From: Greg Kroah-Hartman <gregkh@linuxfoundation.org>
To: linux-kernel@vger.kernel.org
Cc: Greg Kroah-Hartman <gregkh@linuxfoundation.org>,
stable@vger.kernel.org, Eric Dumazet <edumazet@google.com>,
syzbot <syzkaller@googlegroups.com>,
"David S. Miller" <davem@davemloft.net>
Subject: [PATCH 3.18 03/45] net: igmp: add a missing rcu locking section
Date: Thu, 15 Feb 2018 16:16:54 +0100 [thread overview]
Message-ID: <20180215144116.595763805@linuxfoundation.org> (raw)
In-Reply-To: <20180215144115.863307741@linuxfoundation.org>
3.18-stable review patch. If anyone has any objections, please let me know.
------------------
From: Eric Dumazet <edumazet@google.com>
[ Upstream commit e7aadb27a5415e8125834b84a74477bfbee4eff5 ]
Newly added igmpv3_get_srcaddr() needs to be called under rcu lock.
Timer callbacks do not ensure this locking.
=============================
WARNING: suspicious RCU usage
4.15.0+ #200 Not tainted
-----------------------------
./include/linux/inetdevice.h:216 suspicious rcu_dereference_check() usage!

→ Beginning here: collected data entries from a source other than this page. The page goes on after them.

PR #1019, opened 2019-01-29
Fix 9 remaining "guard-for-in" lints

wincent:
```
src/plugins/dragresize_ie.js
  330:6   error  The body of a for-in should be wrapped in an if statement to filter unwanted properties from the prototype  guard-for-in
  554:4   error  The body of a for-in should be wrapped in an if statement to filter unwanted properties from the prototype  guard-for-in

src/plugins/dragresize_ie11.js
    143:4   error  The body of a for-in should be wrapped in an if statement to filter unwanted properties from the prototype  guard-for-in
    384:6   error  The body of a for-in should be wrapped in an if statement to filter unwanted properties from the prototype  guard-for-in
  1038:4   error  The body of a for-in should be wrapped in an if statement to filter unwanted properties from the prototype  guard-for-in

src/plugins/dragresize.js
  238:4   error  The body of a for-in should be wrapped in an if statement to filter unwanted properties from the prototype  guard-for-in
  327:4   error  The body of a for-in should be wrapped in an if statement to filter unwanted properties from the prototype  guard-for-in
  334:4   error  The body of a for-in should be wrapped in an if statement to filter unwanted properties from the prototype  guard-for-in
  340:4   error  The body of a for-in should be wrapped in an if statement to filter unwanted properties from the prototype  guard-for-in
```

One other one is fixed in: https://github.com/liferay/alloy-editor/pull/1018

This is pretty damn paranoid - some of these are operating on object literals, so the only way the guard could prevent garbage from getting through would be if somebody had defined enumerable properties on `Object.prototype` - but it is better to be safe than sorry I guess. And seeing as at least a couple of these are in modules built for IE, I'm being super conservative and just applying the change suggested by the linter.

### DIFF
--- a/src/plugins/dragresize.js
+++ b/src/plugins/dragresize.js
@@ -236,7 +236,9 @@
 			});
 
 			for (let n in handles) {
-				container.appendChild(handles[n]);
+				if (handles.hasOwnProperty(n)) {
+					container.appendChild(handles[n]);
+				}
 			}
 		},
 		createHandle: function(name) {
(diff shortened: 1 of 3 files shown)


julien:

PR #1020, opened 2019-01-29
Fix 3 lints in src/core/uicore.js

wincent:
```
src/core/uicore.js
   99:54  error  'event' is defined but never used. Allowed unused args must match /^_/  no-unused-vars
  135:5   error  Unexpected var, use let or const instead                                no-var
  154:34  error  'event' is defined but never used. Allowed unused args must match /^_/  no-unused-vars
```

Usual tests: `npm run dev && npm run test && npm run start` and check in demo that things work and no errors in console.

### DIFF
--- a/src/core/uicore.js
+++ b/src/core/uicore.js
@@ -96,7 +96,7 @@
 				}
 			}, uiTasksTimeout);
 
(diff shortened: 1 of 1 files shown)


julien:

PR #1026, opened 2019-01-29
Fix bad identifier in button-embed-video-edit.jsx (no-undef)

wincent:
```
src/components/buttons/button-embed-video-edit.jsx
   99:5   error  'videoUrl' is not defined                              no-undef
```

Also looks like a legit bug.

Test plan: `npm run dev && npm run test && npm run start` and hit demo.

Related: https://github.com/liferay/alloy-editor/issues/990

PR #1025, opened 2019-01-29
Fix bad variable name in button-link-browse.jsx (no-undef)

wincent:
```
src/components/buttons/button-link-browse.jsx
  75:31  error  'LinkBrowse' is not defined  no-undef
```

This one looks to be another legit bug. Yay for the linter!

Test plan: `npm run dev && npm run test && npm run start`, see demo.

Related: https://github.com/liferay/alloy-editor/issues/990

PR #1006, opened 2019-01-29
Remove timeout in tests

julien:

PR #1027, opened 2019-01-29
Fix no-undef lint in src/plugins/dragresize_ie11.js

wincent:
```
src/plugins/dragresize_ie.js
  1410:5   error  'moveRatio' is not defined           no-undef
```

This is another "no-undef" "bug" but not like the ones in #1025 and #1026. Here we have something that is missing a `let` keyword, but it turns out variable is unused anyway, so I just removed it.

Last use was removed in d6145d2c4ad866fbe, I believe.

In any case, no real harm here at runtime, because I believe it just ended up assigning to `window.moveRatio`.

Test plan: `npm run dev && npm run test && npm run start`

### DIFF
--- a/src/plugins/dragresize_ie11.js
+++ b/src/plugins/dragresize_ie11.js
@@ -1415,9 +1415,6 @@
 				moveDiffX = nativeEvt.screenX - startX;
 				moveDiffY = startY - nativeEvt.screenY;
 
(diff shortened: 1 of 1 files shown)


wincent:
Rebased on top of #1006, which should make it easier for this thing to pass Travis.

julien:

Issue #1030, opened 2019-01-29
React warnings when editing photo "alt" tags


wincent:
Repro:

0. Open the demo.
1. Add a photo.
2. Click the "alt" action.

See something like:

```
react-dom.development.js:506 Warning: `value` prop on `input` should not be null. Consider using an empty string to clear the component or `undefined` for uncontrolled components.
    in input (created by _class)
    in div (created by _class)
    in div (created by _class)
    in _class (created by _class)
    in div (created by _class)
    in div (created by _class)
    in _class (created by _class2)
    in div (created by _class2)
    in _class2
warningWithoutStack @ react-dom.development.js:506
warning @ react-dom.development.js:2618
validateProperties$1 @ react-dom.development.js:7206
validatePropertiesInDevelopment @ react-dom.development.js:7414
setInitialProperties @ react-dom.development.js:7664
finalizeInitialChildren @ react-dom.development.js:8725
completeWork @ react-dom.development.js:15817
completeUnitOfWork @ react-dom.development.js:17980
performUnitOfWork @ react-dom.development.js:18178
workLoop @ react-dom.development.js:18190
renderRoot @ react-dom.development.js:18276
performWorkOnRoot @ react-dom.development.js:19165
performWork @ react-dom.development.js:19077
performSyncWork @ react-dom.development.js:19051
interactiveUpdates$1 @ react-dom.development.js:19320
interactiveUpdates @ react-dom.development.js:2169
dispatchInteractiveEvent @ react-dom.development.js:4880
react-dom.development.js:506 Warning: A component is changing an uncontrolled input of type text to be controlled. Input elements should not switch from uncontrolled to controlled (or vice versa). Decide between using a controlled or uncontrolled input element for the lifetime of the component. More info: https://fb.me/react-controlled-components
    in input (created by _class)
    in div (created by _class)
    in div (created by _class)
    in _class (created by _class)
    in div (created by _class)
    in div (created by _class)
    in _class (created by _class2)
    in div (created by _class2)
    in _class2
```

PR #1033, opened 2019-01-30
Eliminate React warnings when editing image alt attribute

wincent:
We had this console spew:

```
react-dom.development.js:506 Warning: `value` prop on `input` should
not be null. Consider using an empty string to clear the component or
`undefined` for uncontrolled components.
```

With this change, we no longer pass a null-ish value as and the console is clean.

Test plan: `npm run dev && npm run test && npm run start`; then in demo, click on image, click on alt button, see console is clean and setting an alt still works.

Closes: https://github.com/liferay/alloy-editor/issues/1030
Internal: https://issues.liferay.com/browse/IFI-435


julien:

PR #1039, opened 2019-01-30
Fix 11 lints in src/plugins/tabletools.js

wincent:
```
src/plugins/tabletools.js
   53:5  error  Unexpected var, use let or const instead   no-var
  167:4  error  Unexpected var, use let or const instead   no-var
  196:4  error  Unexpected var, use let or const instead   no-var
  212:9  error  Unexpected var, use let or const instead   no-var
  320:8  error  Unexpected var, use let or const instead   no-var
  329:4  error  Unexpected var, use let or const instead   no-var
  370:8  error  Unexpected var, use let or const instead   no-var
  371:9  error  Unexpected var, use let or const instead   no-var
  591:8  error  Unexpected var, use let or const instead   no-var
  709:4  error  Unexpected var, use let or const instead   no-var
  803:8  error  'lang' is assigned a value but never used  no-unused-vars
```

`lang` is safe to remove because the last references to it look like they were removed in c2d3248c3cf6f883c01b548f0caad2860862ae66 ("Remove ui-related code from plugins", 2015).

The others I changed to `let` or `const` as appropriate. This code leans too heavily on `let` semantics in general, because values are reassigned and accessed sometimes quite large distances away.

One particularly nasty case was a `for (var i = 0, rows = ...)`. This `rows` var is initialized in the loop and then accessed quite a bit further down outside the loop. For that one I had to hoist the `let rows` higher up in the scope. This is a bit of a foot-gun, and I only caught it by testing.

Test plan: `npm run dev && npm run test && npm run start` and test demo
(specifically tables).

### DIFF
--- a/src/plugins/tabletools.js
+++ b/src/plugins/tabletools.js
@@ -50,7 +50,7 @@
 				if (nearestCell) retval.push(nearestCell);
 			} else {
 				let walker = new CKEDITOR.dom.walker(range);
-				var node;
+				let node;
 				walker.guard = moveOutOfCellGuard;
 
 				while ((node = walker.next())) {
@@ -164,7 +164,7 @@
 
 		let newRow = doc.createElement('tr');
 		for (let i = 0; cloneRow[i] && i < width; i++) {
-			var cell;
+			let cell;
 			// Check whether there's a spanning row here, do not break it.
 			if (
 				cloneRow[i].rowSpan > 1 &&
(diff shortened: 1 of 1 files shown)


src/plugins/tabletools.js
```diff
@@ -366,17 +366,19 @@
 
 		let rowsToDelete = [];
 
+		let rows;
+
 		// Figure out selected cells' column indices.
-		for (var i = 0, rows = map.length; i < rows; i++) {
-			for (var j = 0, cols = map[i].length; j < cols; j++) {
+		for (let i = 0, rows = map.length; i < rows; i++) {
+			for (let j = 0, cols = map[i].length; j < cols; j++) {
```
wincent: Note this `cols` doesn't suffer the same problem as `rows` in the line above. `cols` is only accessed in the loop condition and not outside of it.

julien:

other info that might help us debug this:
rcu_scheduler_active = 2, debug_locks = 1
3 locks held by syzkaller616973/4074:
#0: (&mm->mmap_sem){++++}, at: [<00000000bfce669e>] __do_page_fault+0x32d/0xc90 arch/x86/mm/fault.c:1355
#1: ((&im->timer)){+.-.}, at: [<00000000619d2f71>] lockdep_copy_map include/linux/lockdep.h:178 [inline]
#1: ((&im->timer)){+.-.}, at: [<00000000619d2f71>] call_timer_fn+0x1c6/0x820 kernel/time/timer.c:1316
#2: (&(&im->lock)->rlock){+.-.}, at: [<000000005f833c5c>] spin_lock_bh include/linux/spinlock.h:315 [inline]
#2: (&(&im->lock)->rlock){+.-.}, at: [<000000005f833c5c>] igmpv3_send_report+0x98/0x5b0 net/ipv4/igmp.c:600
stack backtrace:
CPU: 0 PID: 4074 Comm: syzkaller616973 Not tainted 4.15.0+ #200
Hardware name: Google Google Compute Engine/Google Compute Engine, BIOS Google 01/01/2011
Call Trace:
<IRQ>
__dump_stack lib/dump_stack.c:17 [inline]
dump_stack+0x194/0x257 lib/dump_stack.c:53
lockdep_rcu_suspicious+0x123/0x170 kernel/locking/lockdep.c:4592
__in_dev_get_rcu include/linux/inetdevice.h:216 [inline]
igmpv3_get_srcaddr net/ipv4/igmp.c:329 [inline]
igmpv3_newpack+0xeef/0x12e0 net/ipv4/igmp.c:389
add_grhead.isra.27+0x235/0x300 net/ipv4/igmp.c:432
add_grec+0xbd3/0x1170 net/ipv4/igmp.c:565
igmpv3_send_report+0xd5/0x5b0 net/ipv4/igmp.c:605
igmp_send_report+0xc43/0x1050 net/ipv4/igmp.c:722
igmp_timer_expire+0x322/0x5c0 net/ipv4/igmp.c:831
call_timer_fn+0x228/0x820 kernel/time/timer.c:1326
expire_timers kernel/time/timer.c:1363 [inline]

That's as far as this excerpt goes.